物語を追うというよりは、いかに凄惨に人々が死んでいくかという部分のほうが本筋に感じられた。好意的な見方をすれば、それこそが著者の言いたい現実の厳しさ、大義名分が薄弱になり、ただ暴力だけが支配する戦争の無意味さだったのか?とも思う。だとしたら、そのメッセージは強烈に伝わったと言えるだろう。
暴力と暴力と暴力、果たして北アイルランドが流した血は何だったのか?余りにも虚無感のただよう現実である。汚い政治と、形だけの和平。人々の心にくすぶり続ける反発心、平和では溶けない、長年の遺恨。
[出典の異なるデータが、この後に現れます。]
PR #44, opened 2026-05-01
feat: improve colab migration logs

deniscalin:
### Changes
* **Colab Widget Log Streaming:** Implemented a custom `OutputWidgetHandler` to automatically stream Python `logging` outputs directly into the Jupyter/Colab UI cell (previously, logs were only routing to the background `.log` file).
* **Log Decluttering:** Removed noisy `print()` statements and `DEBUG TOOLSETS PAYLOAD` dumps to keep the dashboard output clean.
* **Decouple Gemini API vs CXAS Model:** Hardcoded the offline generative tasks (2A, 2B, 2C) to strictly use `gemini-3.1-pro-preview` for high-quality instruction and tool generation, completely decoupling it from the model deployed to the CXAS sub-agents (which is controlled by the user's dashboard selection).

### DIFF
--- a/src/cxas_scrapi/migration/service.py
+++ b/src/cxas_scrapi/migration/service.py
@@ -97,7 +97,7 @@ class MigrationService:
             project_id=project_id,
             location=gemini_location,
             credentials=credentials,
-            model_name=default_model,
+            model_name="gemini-3.1-pro-preview",
         )
 
         self.exporter = ConversationalAgentsAPI()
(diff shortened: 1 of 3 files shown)


src/cxas_scrapi/migration/service.py
```diff
@@ -97,7 +97,7 @@ def __init__(
             project_id=project_id,
             location=gemini_location,
             credentials=credentials,
-            model_name=default_model,
+            model_name="gemini-3.1-pro-preview",
```
vishalghor, line 100: Is there a reason why the model is hardcoded here? `default_model` at the top should be used

vishalghor (approved):
Added a comment. Rest is LGTM

src/cxas_scrapi/migration/service.py
deniscalin: There are 2 models at play here: one is for the migrated sub-agents (default_model), and the other one is for the tool itself (the hardcoded model).

I agree that we should create more descriptive variables, and remove the hardcoding, will send a follow-up change at some point.

PR #65, opened 2026-05-06
fix: Add missing google-cloud-storage dependency

danyal-s:
The setup failed because google-cloud-storage was missing when importing gcs_utils. This change adds it to install_requires.

Change-Id: I0cafb208dc411b608be4d53e074225956a6a6964


kmaphoenix (approved):
LGTM

PR #87, opened 2026-05-12
chore: update telemetry tracking patterns

kmaphoenix:
* Core Telemetry Enhancement
  - Added support for a `user_agent_extension` parameter in the Common base class.
  - This allows all API calls made by the SDK to be traced back to specific skills or scripts by appending them to the default user agent string.
* gRPC and WebSocket Integration
  - Updated core clients (e.g. Sessions, etc.) to use a custom gRPC transport that injects the extended user agent into the `grpc.primary_user_agent header`.
  - Updated BidiSessionHandler to pass the extended user agent in WebSocket headers for Bidi sessions.
* Skill Usage Tracking
  - Updated all skill scripts across .`agents/skills/cxas-agent-foundry/` and `.agents/skills/cxas-sim-eval/` to pass their specific identifiers (e.g. `skill/cxas-agent-foundry/app-thresholds`) when instantiating SCRAPI resources like Apps, Sessions, and Evaluations.
* Test Enforcement
  - Updated the mock client factories in `tests/conftest.py` to enforce that clients are initialized with a custom transport, ensuring that all new and existing code adheres to this telemetry pattern.

### DIFF
--- a/.agents/skills/cxas-agent-foundry/scripts/app-thresholds.py
+++ b/.agents/skills/cxas-agent-foundry/scripts/app-thresholds.py
@@ -36,11 +36,13 @@ from config import load_app_name, load_config, get_project_path
 HALLUCINATION_VALUES = {"unspecified": 0, "disabled": 1, "enabled_strict": 2, "enabled": 2}
 EXTRA_TOOL_VALUES = {"allow": 1, "deny": 2}
 
+USER_AGENT_EXTENSION = "skill/cxas-agent-foundry/app-thresholds"
+
 
 def get_app(project, location):
     """Get the Apps client."""
     from cxas_scrapi.core.apps import Apps
-    return Apps(project_id=project, location=location, user_agent_extension="skill/cxas-agent-foundry/app-thresholds")
+    return Apps(project_id=project, location=location, user_agent_extension=USER_AGENT_EXTENSION)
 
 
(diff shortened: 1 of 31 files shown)


.agents/skills/cxas-agent-foundry/scripts/app-thresholds.py
```diff
@@ -40,7 +40,7 @@
 def get_app(project, location):
     """Get the Apps client."""
     from cxas_scrapi.core.apps import Apps
-    return Apps(project_id=project, location=location)
+    return Apps(project_id=project, location=location, user_agent_extension="skill/cxas-agent-foundry/app-thresholds")
```
ygupta89: Should these be file level constants so we can change them easily in the future?

ygupta89 (changes requested):

.agents/skills/cxas-agent-foundry/scripts/app-thresholds.py
kmaphoenix: Yeah I like that idea.
let me run through and make those updates

kmaphoenix: @ygupta89 ok PTAL, this push is done

ygupta89 (approved):

PR #96, opened 2026-05-13
ci: declare workflow-level permissions on the two CI workflows

arpitjain099:
Two workflows declared no `permissions:` block.

- `ci.yml` — ruff + pytest, pure read. `contents: read` covers checkout.
- `commitlint.yml` — uses `amannn/action-semantic-pull-request@v5` which only reads the PR title to check conventional-commit format. `pull-requests: read` is the minimum needed. The `pull_request_target` trigger runs the action in the default-branch context, and the scope keeps it strictly read-only.

### DIFF
--- a/.github/workflows/ci.yml
+++ b/.github/workflows/ci.yml
@@ -6,6 +6,9 @@ on:
   pull_request:
     branches: [ main ]
 
+permissions:
+  contents: read
+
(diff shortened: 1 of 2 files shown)


kmaphoenix (approved):
LGTM

PR #4061, opened 2023-12-07
support doppler

d-g-town:
- basic doppler env group minus app attach
- basic doppler attach flow
- basic doppler attach flow
- support doppler environment groups


api/server/handlers/environment_groups/are_external_providers_enabled.go
```diff
@@ -0,0 +1,62 @@
+package environment_groups
+
```
ferozemohideen, line 2: comments on this file

api/server/handlers/environment_groups/are_external_providers_enabled.go
```diff
@@ -0,0 +1,62 @@
...
+func (c *AreExternalProvidersEnabledHandler) ServeHTTP(w http.ResponseWriter, r *http.Request) {
+	ctx, span := telemetry.NewSpan(r.Context(), "serve-are-external-providers-enabled")
+	defer span.End()
+
+	cluster, _ := ctx.Value(types.ClusterScope).(*models.Cluster)
+
+	resp, err := c.Config().ClusterControlPlaneClient.AreExternalEnvGroupProvidersEnabled(ctx, connect.NewRequest(&porterv1.AreExternalEnvGroupProvidersEnabledRequest{
+		ProjectId: int64(cluster.ProjectID),
+		ClusterId: int64(cluster.ID),
```
ianedwards, line 49: not sure what the authz implications would be but does it make more sense to use the project id from the project scope just to make sure that there's not a mismatch

dashboard/src/components/porter/Banner.tsx
```diff
@@ -20,6 +20,10 @@ const Banner: React.FC<Props> = ({
   suffix,
 }) => {
   const renderIcon = () => {
+    if (icon === "none") {
+      return null;
+    }
```
ianedwards, line 25: if icon is allowed to be undefined is passing in "none" necessary? Could change the condition to just check for whether or not it's passed in

```
if (!icon) {
  return null
}
```

dashboard/src/main/home/integrations/DopplerIntegrationList.tsx
```diff
@@ -0,0 +1,252 @@
...
+                onToggle={installDoppler}
+                disabled={dopplerToggled}
+            >
+                {dopplerToggled ? dopplerEnabled ? "Doppler integration enabled": "Enabling Doppler integration . . ." : "Enable Doppler integration"}
+            </ToggleRow>
+        </Banner>
+        <Spacer y={1} />
+        <Button onClick={() => { setShowServiceTokenModal(true) }}>
+        + Add Doppler env group
+      </Button>
```
ianedwards, line 168: looks like your formatter isn't working as a heads up

dashboard/src/main/home/integrations/DopplerIntegrationList.tsx
```diff
@@ -0,0 +1,252 @@
...
+            (<Placeholder>
+                To enable integration with Doppler, <Spacer inline x={.5}/><Link to={`/cluster-dashboard`} hasunderline>re-provision your cluster</Link>.
+            </Placeholder>)
+            :
+            (
+            <>
+                <Banner icon="none">
+                    <ToggleRow
+                        isToggled={dopplerToggled}
+                        onToggle={installDoppler}
```
ferozemohideen, line 137: what happens if you toggle it on and off and on and off

ferozemohideen (approved):

api/server/handlers/environment_groups/list.go
```diff
@@ -66,6 +78,16 @@ func (c *ListEnvironmentGroupsHandler) ServeHTTP(w http.ResponseWriter, r *http.
 		return
 	}
 
+	if request.Type != "" {
+		var filteredEnvGroupVersions []environmentgroups.EnvironmentGroup
```
ianedwards, line 82: potentially validate the type here?

api/server/router/cluster.go
```diff
@@ -1751,5 +1751,63 @@ func getClusterRoutes(
...
 	})
 
+	// POST /api/projects/{project_id}/clusters/{cluster_id}/environment-groups/enable-external-providers
+	enableExternalProvidersEndpoint := factory.NewAPIEndpoint(
+		&types.APIRequestMetadata{
+			Verb:   types.APIVerbUpdate,
+			Method: types.HTTPVerbPost,
+			Path: &types.Path{
+				Parent:       basePath,
+				RelativePath: relPath + "/environment-groups/enable-external-providers",
```
ianedwards, line 1761: sprintf

api/server/router/cluster.go
```diff
@@ -1751,5 +1751,63 @@ func getClusterRoutes(
...
+	})
+
+	// GET /api/projects/{project_id}/clusters/{cluster_id}/environment-groups/are-external-providers-enabled
+	areExternalProvidersEnabledEndpoint := factory.NewAPIEndpoint(
+		&types.APIRequestMetadata{
+			Verb:   types.APIVerbGet,
+			Method: types.HTTPVerbGet,
+			Path: &types.Path{
+				Parent:       basePath,
+				RelativePath: relPath + "/environment-groups/are-external-providers-enabled",
```
ianedwards, line 1790: sprintf

dashboard/src/main/home/integrations/DopplerIntegrationList.tsx
```diff
@@ -0,0 +1,252 @@
...
+            },
+            {
+              id: currentProject.id,
+              cluster_id: currentCluster.id,
+            }
+        ).then( () => {
+            setShowServiceTokenModal(false);
+            history.push("/env-groups")
+        }).catch(() => {});
+  };
```
ianedwards, line 114: could make sense to wrap this in some loading state and prevent the button from being clicked twice, in case it's potentially error prone for this to run back to back

ianedwards (approved):

dashboard/src/main/home/integrations/DopplerIntegrationList.tsx
d-g-town: toggling is disabled when dopplerToggled is true

api/server/handlers/environment_groups/list.go
d-g-town: Not going to do this now because I don't want to copy constants to porter, I think we should move this call to CCP and do type checking there

d-g-town: let me add it to telemetry though

dashboard/src/components/porter/Banner.tsx
d-g-town: I think null icon is currently defaulting to an `info` icon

北アイルランドは、何も変わっていないのだろうか?この作品を読むと、そうした虚しさが湧き上がる。単なるバイオレンス小説として読みきれば良いのだろうが、厳しいことを言ってしまえば、それだと本作は中の下程度の単純な出来である。ラストに至っても、フィーガンに関しての処理が甘い。母の慈悲も余り心に響いて来なかったのが残念。結果的に膨大な殺人を犯したフィーガンを寛大に見ることが出来なかったのは、やはり全編を通して描かれる凄惨さのせいかと思うが、その上でももう少し悲劇的な結末のほうが、物語としては引き締まったかも?などと思う。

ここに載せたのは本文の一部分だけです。